Since nearly everyone has a computer and virtually all computers have many USB sockets device manufacturers have found it's a lot less expensive for them to not have to include a charger with every device they sell. Plus, as described above, most people have many more chargers than devices and many of these chargers include a USB outlet. By designing the device to be charged via a USB connector, the manufacturer can save money and shipping costs, and at no inconvenience to the consumer!

USB connectors come in a variety of shapes and sizes, as their use has profligated far beyond the original concept. However, as long as the connector fits your device, it will work for charging since the rest of the USB concept is well-defined and standardized.

Wireless Chargers

An even newer charging technology is the wireless charging pad. Most commonly used for charging cellphones, other devices (such as Bose personal speakers) also use this charging method. Most wirelessly-chargeable devices also have cable connectors for chargers as described above. But cable connectors can be damaged by the repetitious insertion and removal of the connector; wireless charging avoids that issue.
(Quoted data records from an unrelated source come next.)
Issue #309, opened 2022-10-05
Reverse engineering of Navico autopilot commissioning


keesverruijt:
(A lot of) work has already been done on this by @htool, see https://github.com/htool/RaymarineAPtoFakeNavicoAutoPilot 

Hans' focus was to be able to use a Raymarine AP with a Navico control head, for this to work it needs to know that the AP is fully commissioned. 

I intend to go the other way:

* Add PGNs for the most common reports like mode (Standby/Auto/Wind/FollowUp).
* Add PGNs for the most common commands like mode / -10 / -1 / +1 / +10.
* Add PGNs that make the control head believe the autopilot is commissioned (if this exists, I think this may not be possible for all control heads.)

TwoCanPlugIn:
Was following up a few issues I had raised on SignalK and saw a link to this. Canboat has been an inspiration for the OpenCPN TwoCan plugin, so happy to give something back.

I haven't been able to get the NAC-3 to go into Navigation or No-Drift Mode because I have yet to figure out what other PGN's are required. For example, in Navigation Mode, even though I generate and transmit valid PGN 129283 (XTE), PGN 129284 (Navigation) and PGN 129285 (Route/Waypoint List) messages, they are not sufficient to enable the NAC-3 to engage in Navigation Mode. There are a couple of PGN's sent by a B&G Zeus MFD that appear to be necessary to support Navigation Mode, but as yet, I have not been able to decipher them

Note the NAC-3 behaves as four separate NMEA 2000 devices, Autopilot, NMEA 183 Input, Rudder Feedback and Virtual Rudder Feedback. Similarly the Zeus-2 MFD behaves as several NMEA 2000 devices, MFD, Navigator, Autopilot Controller, GPS.

All of these are Manufacturer Proprietary PGN's, with the first two bytes encoded with the Manufacturer and Industry codes as per usual.

PGN 65305, 
Broadcast by NAC-3 Autopilot. 
Reports the Status and Mode of the Autopilot
These correspond to what is displayed on the Zeus-2 MFD

NAC-3 Autopilot Status 

Sample Raw Data
0x41 0x9f 0x00 0x02 0x10 0x00 0x00 0x00
0x41 0x9f 0x00 0x02 0x02 0x00 0x00 0x00
0x41 0x9F 0x64 0x02 0x10 0x00 0x00 0x00

Byte 2 indicates the Autopilot Model. 0x64 - NAC-3, 0x00 - AC-12
[...]

PR #593, opened 2025-09-30
Improve Simnet Autopilot Support

sbender9:
###  I don't love that are separate entries for different modes, but depending on the event, the rest of the bytes have different meanings.

Would be cool I guess if we could specify multiple values for a match? Any another ideas.

###  The Change Course one is a bit strange and have not really figured it out.

I see the following when do +/- buttons:

'+1': '03,AE,00',
'+10': '03,D1,06',
'-1': '02,AE,00',
'-10': '02,D1,06'

The first byte is direction, port or starboard. I can't make any sense out of the second two bytes. Anyone have any Ideas?

###  I have not figured out how to directly set the target heading or wind direction, or if it is even possible

#309 

BTW, The signal-autopilot plugin now supports controlling Simrad autopilots.I could use testers there, I have only testes with my NAC-3.


keesverruijt (changes requested):
Some things to improve I think.

keesverruijt:
yup. I will try tomorrow otherwise Friday.

PR #601, opened 2026-04-02
Adding python projects based on canboat to the Related Projects section

tomer-w:
Adding couple useful projects which are based on this amazing effort. It will be nice to include them in your list.


tomer-w:
Thanks!!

How does a wireless charger work? By magnetic induction. Do you remember in fifth grade learning about "electromagnetism"? Electricity and magnetism are closely related forces (or, rather, different aspects of the same force). Electricity can create a magnetic field, and magnetism can induce electric current in neighboring wires.

And the best part is, you don't have to worry about voltage, amperage, or current. Although different types of phones are paired by the manufacturers with their own wireless chargers, actually you can try any phone with any charger. At worst, it simply won't charge. More commonly, the "wrong" charger just won't charge as fast. But in general, any wireless charger can be used to charge pretty much any wirelessly-chargeable device.

And in conclusion...

You should now have the information needed to intelligently sort your chargers and use them with the correct devices. You're welcome!